In this article, we’re going to look at some of the details of the data that we’re going to be using in our study of non-diffusive flow in the atmosphere. This is still all background material, so there’s no Haskell code here!

## Reanalysis data

In the last article, we talked blithely about looking at “patterns” in the atmosphere. By “patterns”, we mean patterns of atmospheric flow–for example, we might be interested in looking at differences between times when the normal conditions of westerly winds over the North Atlantic prevail and times when those conditions are interrupted and the winds are doing something else (those two states are associated with different kinds of weather over Northern Europe). The easiest way to think about these spatial patterns is by thinking of the isobars (lines of constant pressure) on a conventional weather map, the kind of thing you might see on the news. This plot shows daily mean sea level pressure over the North Atlantic for 1 January 2014, showing a low pressure system just south of Iceland. The contours are labelled in hPa (i.e. 100 Pascals), which correspond pretty closely to the more “traditional” units of millibars (1000 hPa ≈ 1000 mb):

Because of the rotation of the Earth, in the Northern Hemisphere the winds flow anticlockwise around regions of low pressure, clockwise around regions of high pressure, and are stronger in areas where the pressure gradient is greater (i.e. where the isobars are closer together).

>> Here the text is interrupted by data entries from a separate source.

PR #5914, opened 2024-07-31
Added support for the List/Set type

YZW00:
For one-dimensional data of type List/Set:
List_string,  List_int,  List_float,
Set_string,  Set_int,   Set_float:

1. Support attributes defined as List /Set data types.

2. Use the List /Set data type for storage.

3. The List /Set data type can be filtered during query.

4. Attributes of the List /Set data type can be returned when the query is supported.

5. Added UPDATE statement to modify (REPLACE) and remove (ERASE) specified elements in List/Set types.

6. Added UPDATE statement to insert new data into List/Set: List = List + value, Set = SADD(Set, value).


Salieri-004:
Thanks for your help. You can add some tests for your new features according to the following articles.
https://discuss.nebula-graph.com.cn/t/topic/4172
https://discuss.nebula-graph.com.cn/t/topic/4594

src/graph/validator/MutateValidator.cpp
```diff
@@ -714,12 +714,24 @@ Status UpdateValidator::getUpdateProps() {
       symNames.emplace(name_);
     }
     if (item->getFieldExpr() != nullptr) {
-      DCHECK(item->getFieldExpr()->kind() == Expression::Kind::kLabelAttribute);
-      auto laExpr = static_cast<const LabelAttributeExpression *>(item->getFieldExpr());
-      symNames.emplace(laExpr->left()->name());
-      symName = laExpr->left()->name();
-      const auto &value = laExpr->right()->value();
-      fieldName = value.getStr();
+      if (item->getFieldExpr()->kind() == Expression::Kind::kLabelAttribute) {
```
flymysql, line 717: 这段逻辑的变动确实会影响到单元测试
/home/nebula/tests/tck/features/bugfix/SubscriptInUpdate.feature

image

src/graph/executor/algo/AllPathsExecutor.cpp
```diff
@@ -562,38 +562,38 @@ folly::Future<Status> AllPathsExecutor::conjunctPath(std::vector<NPath*>& leftPa
   }
   return folly::collectAll(futures)
       .via(runner())
-      .thenValue([this,
```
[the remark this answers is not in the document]
YZW00: Sorry, the code is the same as the original code, but I modified part of the format, which caused the system to misjudge. Now I have modified back to the original code, but the system still shows that I modified, need to trouble the community to review again

src/common/meta/NebulaSchemaProvider.cpp
```diff
@@ -167,6 +167,20 @@ std::size_t NebulaSchemaProvider::fieldSize(PropertyType type, std::size_t fixed
       return 8;  // as same as STRING
     case PropertyType::DURATION:
       return sizeof(int64_t) + sizeof(int32_t) + sizeof(int32_t);
+    case PropertyType::LIST_STRING:
+    case PropertyType::LIST_INT:
+    case PropertyType::LIST_FLOAT:
+    case PropertyType::LIST_LIST_STRING:
```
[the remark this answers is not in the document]
YZW00: Ok, I've removed all the 2D data types that I added myself

src/codec/RowWriterV2.cpp
```diff
@@ -820,6 +829,130 @@ WriteResult RowWriterV2::write(ssize_t index, const Geography& v) {
...
+
+  if (isSet_[index]) {
+    outOfSpaceStr_ = true;
+  }
+
+  int32_t listSize = list.size();
+  int32_t listOffset = buf_.size();
+  buf_.append(reinterpret_cast<char*>(&listSize), sizeof(int32_t));
+
+  for (const auto& item : list.values) {
```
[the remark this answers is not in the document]
YZW00: Ok, I've rewritten a template function called writeContainer that supports both List and Set

src/codec/RowWriterV2.h
```diff
@@ -263,6 +263,8 @@ class RowWriterV2 {
   WriteResult write(ssize_t index, const Duration& v);
 
   WriteResult write(ssize_t index, const Geography& v);
+  WriteResult write(ssize_t index, const List& list);
```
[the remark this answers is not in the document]
YZW00: Of course, I've added comments to both write()

src/common/function/FunctionManager.cpp
```diff
@@ -1388,43 +1388,41 @@ FunctionManager::FunctionManager() {
...
+        std::string &origStr = const_cast<std::string &>(args[0].get().getStr());
+        std::string search = args[1].get().getStr();
+        std::string newStr = args[2].get().getStr();
+        boost::replace_all(origStr, search, newStr);
+        return origStr;
       }
+
       if (args[0].get().isList()) {
-        auto list = args[0].get().getList();
+        auto &list = const_cast<List &>(args[0].get().getList());
```
Salieri-004, line 1402: You might misunderstand my comment. `const_cast` is risky; we should not modify the value of the input parameter. Instead, we should copy it.

src/common/function/FunctionManager.cpp
```diff
@@ -1388,43 +1388,41 @@ FunctionManager::FunctionManager() {
       if (args[0].get().isNull() || args[1].get().isNull() || args[2].get().isNull()) {
         return Value::kNullValue;
       }
+
       if (args[0].get().isStr() && args[1].get().isStr() && args[2].get().isStr()) {
-        std::string origStr(args[0].get().getStr());
-        std::string search(args[1].get().getStr());
-        std::string newStr(args[2].get().getStr());
-        return boost::replace_all_copy(origStr, search, newStr);
+        std::string &origStr = const_cast<std::string &>(args[0].get().getStr());
```
Salieri-004, line 1394: DITTO

src/common/function/FunctionManager.cpp
```diff
@@ -1388,43 +1388,41 @@ FunctionManager::FunctionManager() {
...
+            item = newValue;
           }
         }
-        return result;
+        return list;
       }
+
       if (args[0].get().isSet()) {
-        auto set = args[0].get().getSet();
+        auto &set = const_cast<Set &>(args[0].get().getSet());
```
Salieri-004, line 1414: DITTO

src/codec/RowWriterV2.cpp
```diff
@@ -16,6 +16,61 @@ namespace nebula {
 
 using nebula::cpp2::PropertyType;
 
+// Template functions for handling different types (e.g. strings, ints, floats) in lists and
+// collections
+template <typename Container>
+WriteResult writeContainer(const Container& container,
+                           Value::Type valueType,
+                           bool isSetType,
+                           std::unordered_set<std::string>& serializedStrings,
```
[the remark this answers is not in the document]
YZW00: Thank you for your suggestion. I have further improved it, but our implementation can only distinguish at runtime and cannot be done during static compilation.

src/common/function/FunctionManager.cpp
YZW00: Ok, I have removed the const_cast and changed it to directly copy the value of the input parameter for operation. At the same time, the list is modified in place directly instead of creating an additional result variable.

src/codec/RowWriterV2.cpp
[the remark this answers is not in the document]
Salieri-004: > Thank you for your suggestion. I have further improved it, but our implementation can only distinguish at runtime and cannot be done during static compilation.

We can determine its type outside the loop, instead of checking its type each time.
```
template <typename Type>
WriteResult write(...) {
    std::unordered_set<Type> serialized;
    if constexpr (std::is_same_v<Type, int>) {
        ...
    } else if constexpr (std::is_same_v<Type, std::string>) {
        ...
    } else if constexpr (std::is_same_v<Type, float>) {
        ...
    }
}

    switch (propType) {
        case LIST_STRING: {
            write<std::string>();
        }
        case LIST_INT: {
            write<int64_t>();
        }
    }
```

src/codec/RowWriterV2.cpp
```diff
@@ -16,6 +16,50 @@ namespace nebula {
 
 using nebula::cpp2::PropertyType;
 
+// Template functions implement support for list and set data types
+template <typename Container>
+WriteResult writeContainer(const Container& container, Value::Type valueType, std::string& buffer) {
+  std::unordered_set<Value> serialized;
```
Salieri-004, line 22: If the container is a List, we don't need the`unordered_set`. Can we be sure that the compiler can ignore it without affecting performance?

YZW00: OK, I have modified the implementation of two functions corresponding to List and Set respectively. Unordered_set is only used when necessary: ​​writeList() does not use unordered_set, writeSet() uses it to ensure data uniqueness

Salieri-004:
LGTM. We need to add some doc for this feature. cc. @ChrisChen2023 @abby-cyber

Salieri-004 (dismissed):

tests/tck/features/update/Update.feature
```diff
@@ -1207,3 +1207,135 @@ Feature: Update string vid of vertex and edge
...
+    And having executed:
+      """
+      CREATE TAG player(name string, age int, hobby List< string >, ids List< int >, score List< float >);
+      """
+    And wait 3 seconds  # Wait for the index to be created
+    # Insert vertex data for player100
+    When try to execute query:
+      """
+      INSERT VERTEX player(name, age, hobby, ids, score) VALUES "player100":(
+          "Tim Duncan", 42, ["Basketball", "Swimming"], [100, 528], [50.0, 22.0]
```
codesigner, line 1226: Is there testcase cover some corner cases, e.g.
1. empty list/set, insert or update.
2. Fire some error conditions: for example: 
   - type mismatched, like insert List[?] to Set[?] , or insert List[int] to List[string];
   - invoke new added function with wrong type, e.g. add string to List[int] 
   - what happends if try to create index on list/set column?
3. very large list/set, according to your implementation, there is seem no limit (or more accurate max of int32) on the size of list or set, right? Should we support that large size list/set?

src/common/function/FunctionManager.cpp
```diff
@@ -1377,6 +1395,65 @@ FunctionManager::FunctionManager() {
...
+        auto set = args[0].get().getSet();
+        auto target = args[1].get();
+        set.values.erase(target);
+        return set;
+      }
+      return Value::kNullBadType;
+    };
+  }
+  {
+    auto &attr = functions_["sadd"];
```
codesigner, line 1444: likes like sadd is short for set add, maybe setadd is more readable?

codesigner (commented):
Thinks for the contirbution.

Salieri-004:
@YZW00 We need to add some restrictions to disallow `create index` on set or list types.

tests/tck/features/update/Update.feature
YZW00: 1. I have added test cases: Insert and update empty list/set
2. If the inserted data type is inconsistent, an error will be reported: Storage Error: The data type does not meet the requirements. Use the correct type of data.
    I also restricted the creation of list/set indexes and added test cases.
3. I have added a restriction on the array length

codesigner (approved):

Salieri-004 (approved):

flymysql (commented):
LGTM

flymysql (approved):
LGTM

But how do you even measure enough spatial points in the atmosphere to make a smooth-looking map like this? We can measure temperature, rainfall and wind speed and direction at surface weather stations, but they give just a few point measurements (and they’re very unevenly distributed around the globe). We can use instruments on satellites to measure some quantities, although getting from what the instruments measure (basically visible or infra-red radiation in different frequency bands) to the quantities of interest is very difficult and is a whole data analysis problem of its own. Even then, you only get direct measurements below the satellite’s orbital track. For a satellite in a polar orbit, that means (more or less) two measurements per day at each point on the globe.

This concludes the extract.